Analisado à luz da lógica da complexidade o devir humano ganha outra dimensão;
abre-se um portal para o absoluto irrepresentável, que, não obstante verdadeiro,
é indemonstrável. Realidade comparável às sentenças “indecidíveis” estudadas
pelo matemático Kurt Gödel que afirma haver sentenças matemáticas verdadeiras
que não se demonstram. Então é legítimo concluir que há um abismo entre a
verdade e sua demonstração. Analogicamente, podemos afirmar que uma transcendência
absoluta não é demonstrável, e nem por isso deixa de ser verdadeira.
Para concluir estas
especulações lembro o esforço intelectual do genial Carl Gustav Jung, discípulo
dissidente de Freud. Ele reconheceu a dimensão espiritual da condição humana. E
tentou abordá-la como homem de ciência. Mergulhado em pesquisas psicológicas
profundas através do estudo da simbologia das mandalas[6],
no limite entre a ciência e o mito ele cunhou a locução “unos mundus” para denominar uma realidade maior da qual os
estados físico e psíquico são apenas aspectos diferentes. Essa aventura intelectual provocou críticas da
comunidade científica, porém mostrou a possibilidade de vincular a dimensão
transcendental ao vir a ser consciente, mediante símbolos que estão vivos no
inconsciente coletivo.
Everaldo Lopes
[1] Ato de separar mentalmente um ou mais
elementos de uma totalidade completa (coisa, representação, fato), os quais só
mentalmente podem subsistir fora da totalidade.

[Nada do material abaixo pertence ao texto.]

PR #647, opened 2015-07-07
Execute block on receiver together with exclusive mode

Burgestrand:
This has been rebased on 0.17.5-release. See #604 for previous discussion.

### DIFF
--- a/lib/celluloid/calls.rb
+++ b/lib/celluloid/calls.rb
@@ -8,10 +8,6 @@ module Celluloid
       @method = method
       @arguments = arguments
       if block
-        if Celluloid.exclusive?
-          # FIXME: nicer exception
-          fail "Cannot execute blocks on sender in exclusive mode"
-        end
         @block = Proxy::Block.new(Celluloid.mailbox, self, block)
       else
         @block = nil
--- a/lib/celluloid/calls.rb
+++ b/lib/celluloid/calls.rb
@@ -19,7 +19,12 @@ module Celluloid
     end
 
     def dispatch(obj)
-      check(obj)
+      begin
+        check(obj)
+      rescue => error
+        raise AbortError.new(error)
+      end
+
       _b = @block && @block.to_proc
       obj.public_send(@method, *@arguments, &_b)
       #     rescue Celluloid::TimeoutError => ex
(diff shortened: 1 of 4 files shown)


digitalextremist:
@Burgestrand thank you very much for doing this!

ioquatix:
Can we merge this?

lib/celluloid/calls.rb
```diff
@@ -23,9 +15,13 @@ def execute_block_on_receiver
     end
 
     def dispatch(obj)
-      check(obj)
-      _b = @block && @block.to_proc
-      obj.public_send(@method, *@arguments, &_b)
+      begin
+        check(obj)
+      rescue => error
+        raise AbortError, error
```
tarcieri: This seems broken to me. It means that the `ArgumentErrors` below will only crash the receiver (but not the caller?)

ioquatix: Could you add a test to cover this behaviour so we can rebase and see it break?

Burgestrand: Yes, will do. This does indeed seem broken.

Burgestrand: From what I can see this is already being tested here: https://github.com/elabs/celluloid/blob/0.17.5-release_allow-receiver-blocks-in-exclusive-mode/spec/celluloid/calls_spec.rb — ArgumentError and NoMethodErrors properly crashing the sender and not the receiver. If I recall correctly (it's been a few months, memory rusty), the AbortError is specifically to crash the sender and not the receiver. Catching the errors when doing check, as opposed to inside the check-method, should make no difference.

Furthermore I tried rebasing this on 0.18.0-prerelease, but I had some conflicts so I stopped that endeavour.

Finally, I'm sorry, but I believe I'll personally be dropping this issue. Thanks for the work you've put into all of this, but at least for the coming few weeks/months I'm done.

ioquatix:
Shouldn't we merge this?

tarcieri:
It needs a rebase to be mergeable. I can push it back up and reopen the PR.

ioquatix:
Ah yep, perhaps I will have time next week I will take a look if nothing has happened by then.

[2] A lógica da complexidade diferentemente da
lógica linear busca o diálogo em todas as direções e em todos os momentos. Tudo
interage com tudo em todos os pontos e em todas as circunstâncias. Há uma
circularidade e inclusão de todos os seres relacionados e de todas as relações.
[3] Medida da variação
ou desordem em um sistema. Conforme o segundo princípio da Termodinâmica, num
sistema fechado a impossibilidade de reaproveitar em trabalho parte do calor
desprendido terminará por um esgotamento do sistema,
[4] Entende-se por condição humana a
capacidade de ser consciente, livre e
responsável. Ora, a reflexão pessoal e a liberdade de escolher não se
explicam pelas interações sinápticas
neuroniais! Logo, o exercício da condição humana exige aptidões que transcendem
as possibilidades dos fenômenos fisiológicos abrindo espaço para a cogitação de
uma intervenção sobrenatural.
[5]
Capacidade de exercitar a consciência livre e responsavelmente
[6] Representação geométrica da relação dinâmica entre o homem e o cosmo,
composta de círculos e quadrados concêntricos. Segundo Jung, círculo mágico que
representa simbolicamente a luta pela unidade total do “eu!.